» Task item:
Character for character, write out the data below.

──────── Supplied material ────────

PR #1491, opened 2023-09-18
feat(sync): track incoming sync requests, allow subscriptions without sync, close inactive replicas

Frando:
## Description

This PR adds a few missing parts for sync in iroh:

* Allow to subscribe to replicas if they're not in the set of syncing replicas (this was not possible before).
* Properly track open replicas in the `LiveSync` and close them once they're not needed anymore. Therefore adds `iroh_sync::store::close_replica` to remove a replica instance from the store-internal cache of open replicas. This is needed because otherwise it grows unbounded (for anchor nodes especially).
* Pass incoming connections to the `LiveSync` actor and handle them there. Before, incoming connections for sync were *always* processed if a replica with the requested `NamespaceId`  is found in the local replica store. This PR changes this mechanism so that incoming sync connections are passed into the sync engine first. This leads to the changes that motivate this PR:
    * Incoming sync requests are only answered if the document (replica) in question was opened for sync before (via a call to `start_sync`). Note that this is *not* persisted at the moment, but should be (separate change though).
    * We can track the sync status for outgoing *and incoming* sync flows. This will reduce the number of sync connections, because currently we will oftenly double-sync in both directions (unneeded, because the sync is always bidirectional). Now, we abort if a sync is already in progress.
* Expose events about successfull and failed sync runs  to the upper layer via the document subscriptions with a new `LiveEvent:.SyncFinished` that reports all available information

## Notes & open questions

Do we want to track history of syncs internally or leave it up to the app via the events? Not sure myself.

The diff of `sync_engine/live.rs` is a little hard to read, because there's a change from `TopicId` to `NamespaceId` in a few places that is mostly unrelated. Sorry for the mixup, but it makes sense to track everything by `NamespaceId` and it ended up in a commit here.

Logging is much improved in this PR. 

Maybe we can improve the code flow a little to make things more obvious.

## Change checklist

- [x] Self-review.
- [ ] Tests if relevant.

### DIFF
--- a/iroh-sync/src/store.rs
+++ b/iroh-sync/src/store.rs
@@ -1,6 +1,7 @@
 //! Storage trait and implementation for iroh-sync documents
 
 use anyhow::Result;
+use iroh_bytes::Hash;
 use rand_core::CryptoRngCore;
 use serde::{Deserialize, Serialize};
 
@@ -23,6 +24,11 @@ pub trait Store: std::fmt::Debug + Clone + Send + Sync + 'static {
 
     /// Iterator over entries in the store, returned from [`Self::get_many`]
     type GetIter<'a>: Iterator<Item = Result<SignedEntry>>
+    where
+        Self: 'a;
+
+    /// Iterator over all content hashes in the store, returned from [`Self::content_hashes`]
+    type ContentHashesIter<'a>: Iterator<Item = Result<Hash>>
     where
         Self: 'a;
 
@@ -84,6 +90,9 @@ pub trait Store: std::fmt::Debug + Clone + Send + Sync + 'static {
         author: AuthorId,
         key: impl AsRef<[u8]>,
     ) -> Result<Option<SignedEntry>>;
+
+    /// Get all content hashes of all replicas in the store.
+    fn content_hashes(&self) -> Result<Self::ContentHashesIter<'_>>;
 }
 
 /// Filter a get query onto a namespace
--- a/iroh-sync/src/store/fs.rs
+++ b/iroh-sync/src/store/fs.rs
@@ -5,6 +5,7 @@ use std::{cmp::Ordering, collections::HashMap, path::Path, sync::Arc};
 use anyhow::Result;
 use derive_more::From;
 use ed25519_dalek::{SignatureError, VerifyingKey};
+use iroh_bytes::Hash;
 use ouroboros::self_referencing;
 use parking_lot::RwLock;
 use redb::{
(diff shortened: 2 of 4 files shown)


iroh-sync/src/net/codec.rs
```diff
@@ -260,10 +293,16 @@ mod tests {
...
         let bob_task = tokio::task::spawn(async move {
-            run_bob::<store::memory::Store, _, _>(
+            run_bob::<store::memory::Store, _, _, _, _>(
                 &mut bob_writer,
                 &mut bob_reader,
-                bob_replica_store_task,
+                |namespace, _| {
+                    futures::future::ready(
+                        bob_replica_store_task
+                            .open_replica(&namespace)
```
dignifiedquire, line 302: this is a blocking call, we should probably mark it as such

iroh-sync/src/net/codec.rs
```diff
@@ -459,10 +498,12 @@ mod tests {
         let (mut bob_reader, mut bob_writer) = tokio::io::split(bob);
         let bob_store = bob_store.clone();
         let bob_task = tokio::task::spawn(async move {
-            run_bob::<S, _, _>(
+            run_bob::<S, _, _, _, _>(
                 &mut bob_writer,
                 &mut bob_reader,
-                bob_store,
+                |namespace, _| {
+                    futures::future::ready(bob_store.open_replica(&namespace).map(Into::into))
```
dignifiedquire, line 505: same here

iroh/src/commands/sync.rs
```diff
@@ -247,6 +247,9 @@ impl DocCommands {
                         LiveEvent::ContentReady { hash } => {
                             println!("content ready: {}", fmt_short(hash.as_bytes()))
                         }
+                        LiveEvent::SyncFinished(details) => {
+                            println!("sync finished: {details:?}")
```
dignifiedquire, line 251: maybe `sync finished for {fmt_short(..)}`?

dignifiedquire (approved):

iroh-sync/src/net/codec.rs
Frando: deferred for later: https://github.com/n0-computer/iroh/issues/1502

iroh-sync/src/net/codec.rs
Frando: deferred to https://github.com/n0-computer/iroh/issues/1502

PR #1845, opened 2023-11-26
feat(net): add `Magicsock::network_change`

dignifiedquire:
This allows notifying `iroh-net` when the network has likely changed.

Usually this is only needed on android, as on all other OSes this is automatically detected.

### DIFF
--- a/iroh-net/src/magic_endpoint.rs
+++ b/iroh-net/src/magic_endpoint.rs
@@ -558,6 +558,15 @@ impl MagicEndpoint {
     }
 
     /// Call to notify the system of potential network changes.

────────

» Solution:
PR #1491, opened 2023-09-18
feat(sync): track incoming sync requests, allow subscriptions without sync, close inactive replicas

Frando:
## Description

This PR adds a few missing parts for sync in iroh:

* Allow to subscribe to replicas if they're not in the set of syncing replicas (this was not possible before).
* Properly track open replicas in the `LiveSync` and close them once they're not needed anymore. Therefore adds `iroh_sync::store::close_replica` to remove a replica instance from the store-internal cache of open replicas. This is needed because otherwise it grows unbounded (for anchor nodes especially).
* Pass incoming connections to the `LiveSync` actor and handle them there. Before, incoming connections for sync were *always* processed if a replica with the requested `NamespaceId`  is found in the local replica store. This PR changes this mechanism so that incoming sync connections are passed into the sync engine first. This leads to the changes that motivate this PR:
    * Incoming sync requests are only answered if the document (replica) in question was opened for sync before (via a call to `start_sync`). Note that this is *not* persisted at the moment, but should be (separate change though).
    * We can track the sync status for outgoing *and incoming* sync flows. This will reduce the number of sync connections, because currently we will oftenly double-sync in both directions (unneeded, because the sync is always bidirectional). Now, we abort if a sync is already in progress.
* Expose events about successfull and failed sync runs  to the upper layer via the document subscriptions with a new `LiveEvent:.SyncFinished` that reports all available information

## Notes & open questions

Do we want to track history of syncs internally or leave it up to the app via the events? Not sure myself.

The diff of `sync_engine/live.rs` is a little hard to read, because there's a change from `TopicId` to `NamespaceId` in a few places that is mostly unrelated. Sorry for the mixup, but it makes sense to track everything by `NamespaceId` and it ended up in a commit here.

Logging is much improved in this PR. 

Maybe we can improve the code flow a little to make things more obvious.

## Change checklist

- [x] Self-review.
- [ ] Tests if relevant.

### DIFF
--- a/iroh-sync/src/store.rs
+++ b/iroh-sync/src/store.rs
@@ -1,6 +1,7 @@
 //! Storage trait and implementation for iroh-sync documents
 
 use anyhow::Result;
+use iroh_bytes::Hash;
 use rand_core::CryptoRngCore;
 use serde::{Deserialize, Serialize};
 
@@ -23,6 +24,11 @@ pub trait Store: std::fmt::Debug + Clone + Send + Sync + 'static {
 
     /// Iterator over entries in the store, returned from [`Self::get_many`]
     type GetIter<'a>: Iterator<Item = Result<SignedEntry>>
+    where
+        Self: 'a;
+
+    /// Iterator over all content hashes in the store, returned from [`Self::content_hashes`]
+    type ContentHashesIter<'a>: Iterator<Item = Result<Hash>>
     where
         Self: 'a;
 
@@ -84,6 +90,9 @@ pub trait Store: std::fmt::Debug + Clone + Send + Sync + 'static {
         author: AuthorId,
         key: impl AsRef<[u8]>,
     ) -> Result<Option<SignedEntry>>;
+
+    /// Get all content hashes of all replicas in the store.
+    fn content_hashes(&self) -> Result<Self::ContentHashesIter<'_>>;
 }
 
 /// Filter a get query onto a namespace
--- a/iroh-sync/src/store/fs.rs
+++ b/iroh-sync/src/store/fs.rs
@@ -5,6 +5,7 @@ use std::{cmp::Ordering, collections::HashMap, path::Path, sync::Arc};
 use anyhow::Result;
 use derive_more::From;
 use ed25519_dalek::{SignatureError, VerifyingKey};
+use iroh_bytes::Hash;
 use ouroboros::self_referencing;
 use parking_lot::RwLock;
 use redb::{
(diff shortened: 2 of 4 files shown)


iroh-sync/src/net/codec.rs
```diff
@@ -260,10 +293,16 @@ mod tests {
...
         let bob_task = tokio::task::spawn(async move {
-            run_bob::<store::memory::Store, _, _>(
+            run_bob::<store::memory::Store, _, _, _, _>(
                 &mut bob_writer,
                 &mut bob_reader,
-                bob_replica_store_task,
+                |namespace, _| {
+                    futures::future::ready(
+                        bob_replica_store_task
+                            .open_replica(&namespace)
```
dignifiedquire, line 302: this is a blocking call, we should probably mark it as such

iroh-sync/src/net/codec.rs
```diff
@@ -459,10 +498,12 @@ mod tests {
         let (mut bob_reader, mut bob_writer) = tokio::io::split(bob);
         let bob_store = bob_store.clone();
         let bob_task = tokio::task::spawn(async move {
-            run_bob::<S, _, _>(
+            run_bob::<S, _, _, _, _>(
                 &mut bob_writer,
                 &mut bob_reader,
-                bob_store,
+                |namespace, _| {
+                    futures::future::ready(bob_store.open_replica(&namespace).map(Into::into))
```
dignifiedquire, line 505: same here

iroh/src/commands/sync.rs
```diff
@@ -247,6 +247,9 @@ impl DocCommands {
                         LiveEvent::ContentReady { hash } => {
                             println!("content ready: {}", fmt_short(hash.as_bytes()))
                         }
+                        LiveEvent::SyncFinished(details) => {
+                            println!("sync finished: {details:?}")
```
dignifiedquire, line 251: maybe `sync finished for {fmt_short(..)}`?

dignifiedquire (approved):

iroh-sync/src/net/codec.rs
Frando: deferred for later: https://github.com/n0-computer/iroh/issues/1502

iroh-sync/src/net/codec.rs
Frando: deferred to https://github.com/n0-computer/iroh/issues/1502

PR #1845, opened 2023-11-26
feat(net): add `Magicsock::network_change`

dignifiedquire:
This allows notifying `iroh-net` when the network has likely changed.

Usually this is only needed on android, as on all other OSes this is automatically detected.

### DIFF
--- a/iroh-net/src/magic_endpoint.rs
+++ b/iroh-net/src/magic_endpoint.rs
@@ -558,6 +558,15 @@ impl MagicEndpoint {
     }
 
     /// Call to notify the system of potential network changes.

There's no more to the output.